### DATASET CONTENT

PR #2688, opened 2019-04-04
Treat ResourceNameConfig.entityName as Name

andreamlin:
Methods that call ResourceNameConfig.getEntityName() pretty much immediately convert it to a Name anyways. 

By making it a `Name`, we can take care of parsing the CamelCasing/snake_casing in one place, during construction, rather than trying to convert a weird String entityName into a Name in many other places.

Also make SingleResourceNameConfig an AutoValue.Builder built object so we can alter it via `toBuilder()` later on.

### DIFF
--- a/src/main/java/com/google/api/codegen/config/SingleResourceNameConfig.java
+++ b/src/main/java/com/google/api/codegen/config/SingleResourceNameConfig.java
@@ -103,7 +103,6 @@ public abstract class SingleResourceNameConfig implements ResourceNameConfig {
         .setAssignedProtoFile(file)
         .setEntityId(resource.getSymbol())
         .setEntityName(ResourceNameMessageConfig.entityNameToName(resource.getSymbol()))
-        .setCommonResourceName(null)
         .build();
   }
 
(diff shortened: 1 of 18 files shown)


andreamlin:
PTAL

src/main/java/com/google/api/codegen/config/SingleResourceNameConfig.java
```diff
@@ -85,8 +97,14 @@ static SingleResourceNameConfig createSingleResourceName(
...
 
-    return new AutoValue_SingleResourceNameConfig(
-        pathTemplate, nameTemplate, resource.getSymbol(), resource.getSymbol(), null, file);
+    return newBuilder()
+        .setNamePattern(pathTemplate)
+        .setNameTemplate(nameTemplate)
+        .setAssignedProtoFile(file)
+        .setEntityId(resource.getSymbol())
+        .setEntityName(ResourceNameMessageConfig.entityNameToName(resource.getSymbol()))
+        .setCommonResourceName(null)
```
hzyi-google: nit: this line is probably not needed?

### YOUR ASSIGNMENT
Whatever appears in the listing above, write it down again exactly.

### TASK ANSWER
PR #2688, opened 2019-04-04
Treat ResourceNameConfig.entityName as Name

andreamlin:
Methods that call ResourceNameConfig.getEntityName() pretty much immediately convert it to a Name anyways. 

By making it a `Name`, we can take care of parsing the CamelCasing/snake_casing in one place, during construction, rather than trying to convert a weird String entityName into a Name in many other places.

Also make SingleResourceNameConfig an AutoValue.Builder built object so we can alter it via `toBuilder()` later on.

### DIFF
--- a/src/main/java/com/google/api/codegen/config/SingleResourceNameConfig.java
+++ b/src/main/java/com/google/api/codegen/config/SingleResourceNameConfig.java
@@ -103,7 +103,6 @@ public abstract class SingleResourceNameConfig implements ResourceNameConfig {
         .setAssignedProtoFile(file)
         .setEntityId(resource.getSymbol())
         .setEntityName(ResourceNameMessageConfig.entityNameToName(resource.getSymbol()))
-        .setCommonResourceName(null)
         .build();
   }
 
(diff shortened: 1 of 18 files shown)


andreamlin:
PTAL

src/main/java/com/google/api/codegen/config/SingleResourceNameConfig.java
```diff
@@ -85,8 +97,14 @@ static SingleResourceNameConfig createSingleResourceName(
...
 
-    return new AutoValue_SingleResourceNameConfig(
-        pathTemplate, nameTemplate, resource.getSymbol(), resource.getSymbol(), null, file);
+    return newBuilder()
+        .setNamePattern(pathTemplate)
+        .setNameTemplate(nameTemplate)
+        .setAssignedProtoFile(file)
+        .setEntityId(resource.getSymbol())
+        .setEntityName(ResourceNameMessageConfig.entityNameToName(resource.getSymbol()))
+        .setCommonResourceName(null)
```
hzyi-google: nit: this line is probably not needed?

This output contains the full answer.